Red Shouldered Parrakeet

CRESTED GOAT SUCKER. Order III. Passerine. Genus XLV.

This bird is somewhat smaller than our European species, measuring only nine inches and a half in length. The general colour of the plumage on the upper parts is dark-brown, mottled and crossed with obscure whitish bars: the quills are plain brown, but five or six of the outer ones marked with dusky white spots on the outer webs: the tail is rounded in shape, and marked with twelve narrow bars of a dusky white, mottled with black, as are the various whitish marks on the upper parts: the under parts of the body are more or less white; but the fore part of the neck and breast are crossed with numerous dusky bars: the bill is black, but the gape and within yellow; the sides of the mouth furnished with bristles, as in other goat-suckers; besides which, at the base of the bill are ten or twelve erect stiff bristles, thinly barbed on their sides, and standing perfectly upright as a crest, giving the bird a singular appearance: the legs are weak, longer than in most of the tribe, and of a pale yellow colour; claws brown.

New Holland Goat-sucker

NEW HOLLAND CASSOWARY. Order VI. Struthious. Genus LIX. Cassowary.

This is a species differing in many particulars from that generally known, and is a much larger bird, standing higher on its legs, and having the neck longer than in the common one. Total length seven feet two inches. The bill is not greatly different from that of the common Cassowary; but the horny appendage, or helmet on the top of the head, in this species is totally wanting: the whole of the head and neck is also covered with feathers, except the throat and fore part of the neck about half way, which are not so well feathered as the rest; whereas in the common Cassowary, the head and neck are bare and carunculated as in the turkey.

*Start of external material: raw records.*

PR #190, opened 2026-07-22
feat(desktop): register manta:// deep-link pairing (BET-240)

antoinedc:
# feat(desktop): register manta:// deep-link pairing (BET-240)

Clicking a `manta://pair?box=…&code=…` link anywhere — browser, terminal,
AI-agent output — now opens Manta prefilled to the PairStep. The user
confirms by clicking Connect (no auto-claim, no dialog, no toast).

`Base: origin/main @ 2ff67bd`

## What changed

**OS protocol handler** (3 layers, exactly the same parser):

- `electron-builder.yml` — declare the `manta` scheme (`electron-builder`
  generates `CFBundleURLTypes` on macOS and the `MimeType=x-scheme-handler/manta`
  entry on Linux `.desktop` files from it; do NOT hand-edit any plist).
- `src/main/index.ts` — `setAsDefaultProtocolClient` + single-instance lock +
  `open-url` (macOS, fires both warm AND cold) + `second-instance` (Windows/
  Linux, the second process's argv carries the URL) + cold-start flush in
  `did-finish-load`.
- `src/preload/index.ts` — buffer a URL that arrives before React subscribes
  (cold start) so the renderer never loses a deep link; expose `onPairLink`.
- `src/renderer/preloadAccess.ts` — `onPairLink` on the `MantaPreload` bridge.

**Wire contract** (one parser, two layers):

- `src/shared/types.ts` — `IPC.pairLinkReceived` channel.
- `src/renderer/store.ts` — `pendingPairLink` + `setPendingPairLink`
  (transient, not persisted).
- `src/renderer/App.tsx` — subscribe once on mount; validate with
  `parsePairPayload` (the SAME parser PairStep's paste field uses);
  stash the URL and call `relaunchOnboarding` so a re-pair to a new box
  lands on step 1 even when `resolveInitialStep` would skip past it.
- `src/renderer/Onboarding.tsx` — force step 1 when `pendingPairLink` is set
  (both the initial-step ternary AND an effect for a link that arrives
  while onboarding is already open).
- `src/renderer/PairStep.tsx` — prefill the paste field, consume the store
  value; the existing `linkHasContent` gate + `connect()` claim path do
  the rest when the user clicks Connect.

**Tests:**

- `src/renderer/store.test.ts` — `setPendingPairLink` write + clear.
- `src/renderer/preloadAccess.test.ts` — fake preload now includes
  `onPairLink` so the existing `MantaPreload` shape stays in sync.

## Decided behavior (matches the spec — do not deviate)

- A received pair link NEVER auto-claims. PairStep IS the confirmation UI.
- Invalid/unparseable URLs are silently ignored (`parsePairPayload` returns
  null → `App.tsx` early-returns).
- Works warm (app running) AND cold (app launched by the link).
- Single-instance lock so a second launch forwards the URL to the running
  instance on Windows/Linux.
- `relaunchOnboarding` is the singular forcing mechanism — no parallel
  toggling of `onboardingForced`.

## Verification

- typecheck: clean (both `tsconfig.node.json` and `tsconfig.web.json`).
- test: 712 pass / 0 fail (both PR branch and `main` baseline).
- Logs: `/tmp/typecheck-pr.log`, `/tmp/test-pr.log`,
  `/tmp/typecheck-master.log`, `/tmp/test-master.log`.

### Release-verification checklist (CI cannot exercise the OS handler)

1. Build a packaged DMG (`electron-builder --mac` or the next `mac-v*`
   release pipeline).
2. `open "manta://pair?box=0123456789abcdef0123456789abcdef&code=123456"`
   in Terminal — app cold-launches (or focuses if running); onboarding
   opens at the Connect step with the link field pre-filled.
3. Repeat while the app is already running and paired — same result
   (onboarding re-opens at step 1, prefilled).
4. `open "manta://garbage"` — app focuses, nothing else happens
   (silently ignored).
5. Confirm the packaged `Info.plist`:
   `plutil -p "/Applications/Manta UI.app/Contents/Info.plist" | grep -A3 URL`
   shows `CFBundleURLSchemes` → `manta`.

## Out of scope

- Auto-claiming without a user click, confirmation dialogs, toasts.
- The box-served `/pair` page (BET-239 — independent).
- Clipboard-based deferred pairing, custom DMGs.
- Mobile (`manta://` already handled on iOS via
  `mobile/ios/.../Info.plist`), `mobile-rn/`, `src/server/`.
- NSIS-specific tweaks beyond the standard `second-instance` code.
- New npm dependencies.

## Follow-ups

None surfaced that meet the "above the bar" file threshold. The
`pendingPairLink` field is purely transient routing state — no drift
risk. The wire-format parser (`parsePairPayload`) is the same one
PairStep's paste field already uses, so there is exactly ONE validator
on the wire.

### DIFF
--- a/electron-builder.yml
+++ b/electron-builder.yml
@@ -30,6 +30,15 @@ files:
 extraMetadata:
   main: out/main/index.js
 
+# Custom URL scheme for OS-level deep-link pairing (BET-240). electron-builder
+# generates `CFBundleURLTypes` on macOS and the `MimeType=x-scheme-handler/manta`
+# entry on Linux `.desktop` files from this block — do NOT hand-edit any plist.
+# iOS already handles `manta://` via mobile/ios/.../Info.plist (BET-156).
+protocols:
+  - name: MantaUI Pairing
+    schemes:
+      - manta
+
 mac:
   icon: "assets/icon.icns"
   category: "public.app-category.developer-tools"
--- a/src/main/index.ts
+++ b/src/main/index.ts
@@ -6,7 +6,7 @@ import {
   nativeImage,
   shell,
 } from "electron";
-import { join, basename } from "node:path";
+import { basename, join, resolve as resolvePath } from "node:path";
 import { existsSync, watch as fsWatch } from "node:fs";
 import { readFile } from "node:fs/promises";
 import { homedir } from "node:os";
@@ -178,6 +178,61 @@ function createWindow(): void {
 // config.json (host, projects) and leaving the app with no configured host.
 app.setPath("userData", join(app.getPath("appData"), "better-ui"));
 
+// ---------------------------------------------------------------------------
+// manta:// deep-link pairing (protocol handler).
+// Registration + capture live in main; parsing/validation happens renderer-
+// side with the same parsePairPayload the PairStep paste field uses, so
+// there is exactly ONE parser for the wire format.
+// ---------------------------------------------------------------------------
+if (process.defaultApp) {
+  // dev mode (`electron .`): register with explicit exec path + args
+  if (process.argv.length >= 2) {
+    app.setAsDefaultProtocolClient("manta", process.execPath, [
+      resolvePath(process.argv[1]),
+    ]);
+  }
+} else {
+  app.setAsDefaultProtocolClient("manta");
+}
+
+let pendingPairUrl: string | null = null;
+
+function deliverPairLink(url: string): void {
+  if (typeof url !== "string" || !url.startsWith("manta://")) return;
+  if (mainWindow && !mainWindow.webContents.isLoading()) {
+    mainWindow.webContents.send(IPC.pairLinkReceived, url);
+    if (mainWindow.isMinimized()) mainWindow.restore();
+    mainWindow.show();
+    mainWindow.focus();
+  } else {
+    // window not up yet (cold start) — flushed from the did-finish-load hook
+    pendingPairUrl = url;
+  }
+}
+
+// macOS delivers protocol URLs via open-url (warm AND cold start — cold-start
+// delivery arrives before ready, which is why pendingPairUrl exists).
+app.on("open-url", (event, url) => {
+  event.preventDefault();
+  deliverPairLink(url);
+});
+
+// Windows/Linux deliver protocol URLs as argv of a SECOND instance; the lock
+// forwards them to the running one.
+const gotSingleInstanceLock = app.requestSingleInstanceLock();
+if (!gotSingleInstanceLock) {
+  app.quit();
+} else {
+  app.on("second-instance", (_event, argv) => {
+    if (mainWindow) {
+      if (mainWindow.isMinimized()) mainWindow.restore();
+      mainWindow.focus();
+    }
+    const url = argv.find((a) => a.startsWith("manta://"));
+    if (url) deliverPairLink(url);
+  });
+}
+
 // Set the app name as early as possible (before `ready`). This drives the
 // product name shown in the macOS menu bar, the dock, AND — for packaged
 // builds — the source name on OS notifications (otherwise the renderer's
@@ -203,6 +258,14 @@ app.whenReady().then(() => {
   createWindow();
   // Defer poller start until renderer is ready to receive events.
   mainWindow?.webContents.once("did-finish-load", () => {
+    // Deep-link cold start: macOS parked the URL in pendingPairUrl (open-url
+    // fires pre-ready); Windows/Linux pass it in this process's argv.
+    const argvPairUrl = process.argv.find((a) => a.startsWith("manta://")) ?? null;
+    const coldPairUrl = pendingPairUrl ?? argvPairUrl;
+    pendingPairUrl = null;
+    if (coldPairUrl) {
+      mainWindow?.webContents.send(IPC.pairLinkReceived, coldPairUrl);
+    }
     startScreenshotDetector();
     // Report desktop focus to the mobile server so it suppresses redundant
     // mobile "done" pushes while the user is active on desktop.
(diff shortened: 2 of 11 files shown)


antoinedc:
# Review: BET-240 — `manta://` deep-link pairing

**Outcome: PASS** (0 Blocks, 0 Questions, 2 Nits). Routing to `manta-pm` for the merge hand-off.

## Acceptance-criteria completeness

The issue spells out 7 prescriptive steps plus a "decided behavior" block (never auto-claim, single parser, cold+warm coverage, single-instance lock, no persistence). I verified each against the code, not against the PR description.

| Step | Verdict | Where |
|------|---------|-------|
| **1. `electron-builder.yml` protocols block** | Pass | Block sits between `extraMetadata:` (32) and `mac:` (35), exact `name`/`schemes` shape — electron-builder generates `CFBundleURLTypes` and the Linux `.desktop` `MimeType` entry from it. |
| **2. `IPC.pairLinkReceived`** | Pass | Added in `src/shared/types.ts` next to `screenshotDetected`, same comment style, payload contract documented. |
| **3a. main registration + handlers** | Pass | `setAsDefaultProtocolClient` with the `process.defaultApp` dev-mode branch + explicit `process.argv.length >= 2` guard; module-scope `pendingPairUrl`; `deliverPairLink` does only the cheap prefix check (`startsWith("manta://")` + string-typed), forwards via `IPC.pairLinkReceived`; `open-url` (macOS, both warm and cold — `pendingPairUrl` catches the pre-ready cold case); `requestSingleInstanceLock` + `second-instance` (Win/Linux argv forwarding). |
| **3b. cold-start flush** | Pass | Lives inside the existing `did-finish-load` callback, reads both `pendingPairUrl` (macOS) and `process.argv` (Win/Linux), clears the buffer before sending. |
| **4. preload bridge** | Pass | `bufferedPairUrl` + `pairLinkCb` at module scope; `ipcRenderer.on` registered immediately; `onPairLink` replays the buffered URL on subscribe and returns an unsubscribe that only clears if the same callback is still attached (no clobber by a newer subscriber). |
| **5. `MantaPreload.onPairLink`** | Pass | Interface field added next to `onScreenshotDetected`; required (matches the existing required bridges). `getMantaPreload()` accessor used (project was renamed from `bui` → `manta`). |
| **6. store** | Pass | `pendingPairLink: string \| null` initialised next to `onboardingForced: false`; `setPendingPairLink(url)` is a plain `set(...)` next to `relaunchOnboarding`. **Not persisted** — store uses bare `create<State>(...)` with no `zustand/middleware` persist, confirmed via `grep`. |
| **7a. App.tsx** | Pass | `useEffect` subscribes once with empty deps; filters with `parsePairPayload` from `./mobile/pairPayload` (the SAME module PairStep imports — verified `parsePairPayload` is exported there); stashes URL and calls the existing `relaunchOnboarding()` — no second forcing mechanism. |
| **7b. Onboarding.tsx** | Pass | Initial-step ternary (`pendingPairLink ? 1 : resolveInitialStep(...)`) covers already-paired re-pairing; effect `if (pendingPairLink) setPos(1)` covers a link arriving mid-flow; uses the component's actual setter `setPos` (not the placeholder name `setStep` from the spec). |
| **7c. PairStep.tsx** | Pass | Effect pre-fills `pairLink` and consumes via `setPendingPairLink(null)` exactly once. No other changes — `linkHasContent` gate and the existing `connect()` claim path (which itself re-validates with `parsePairPayload`) handle submission. |

**Behaviors I independently checked:**
- **Never auto-claim.** No code path calls `authClaim` without an explicit `connect()` user click. Verified by reading `App.tsx`, `Onboarding.tsx`, and the new PairStep effect — none of them invoke `window.api.authClaim` or `connect()` directly.
- **Single parser.** `parsePairPayload` is the only URL-shape validator; main does a `startsWith("manta://")` cheap prefix check only; renderer does the real validation (App.tsx filter, PairStep re-parse on submit).
- **Cold + warm coverage.** macOS cold: `open-url` pre-ready → `pendingPairUrl` → `did-finish-load` flush. Win/Linux cold: argv of first process → `did-finish-load` flush. Warm (all platforms): `deliverPairLink` → `mainWindow.webContents.send`. Plus the preload `bufferedPairUrl` covers the race between IPC fire and React `useEffect` subscribe.
- **Single-instance lock.** Acquired at module scope (matches spec placement); second-instance quits early if lock fails.
- **No persistence.** Store has no `persist` middleware; `pendingPairLink` is genuinely transient.

## Mechanical gate

```
$ npm run typecheck
(clean — exit 0)

$ npm test
# tests 712
# pass 712
# fail 0
```

Numbers match the implementer's claim exactly (712 pass / 0 fail on the PR branch).

## Anti-spaghetti

`bash scripts/check-duplication.sh origin/main` reports **0 clones** across the 10 changed `.ts/.tsx` files (jscpd, min-tokens 70). No signal — nothing to discount.

## Scope

Diff against `origin/main` is exactly the 11 files the spec requires (the 7 production files + 1 IPC line + 1 builder line + 2 test files). No scope creep, no orphan deletions (verified base-freshness gate — `merge-base HEAD origin/main` = `origin/main`, so no phantom deletes).

## Nits (non-blocking)

- **Nit (cosmetic):** The dev-mode branch silently does nothing if `process.argv.length < 2` — matches the spec exactly, but a one-line comment near the `if` explaining "early dev launch with no script path → skip" would help future readers. Not a defect.
- **Nit (style):** PairStep's prefill effect would re-fire on every `pendingPairLink` change including the post-consume `null`; the early-return `if (!pendingPairLink) return;` already guards against that, but if anyone ever swaps the consume order it would loop. Cheap insurance: an empty-deps `useEffect` that reads once and consumes, or a `useRef` guard. Not a defect — current code is correct.

## Release-verification checklist (CI cannot exercise the OS handler)

The PR description's release-checklist is the right place for this — I confirmed it's there (DMG build, `open "manta://pair?…"`, garbage-URL ignore, `plutil -p …/Info.plist | grep -A3 URL`). No action.

## Verdict

All 7 spec steps implemented 1:1, all decided behaviors preserved, typecheck + 712 tests pass on the PR branch, no anti-spaghetti signal, scope matches the issue exactly. Routing to `manta-pm` for the merge hand-off.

The plumage in general consists of a mixture of brown and grey, and the feathers are somewhat curled or bent at the ends in the natural state: the wings are so very short as to be totally useless for flight, and indeed, are scarcely to be distinguished from the rest of the plumage, were it not for their standing out a little. The long spines which are seen in the wings of the common sort, are in this not observable,--nor is there any appearance of a tail. The legs are stout, formed much as in the Galeated Cassowary, with the addition of their being jagged or sawed the whole of their length at the back part.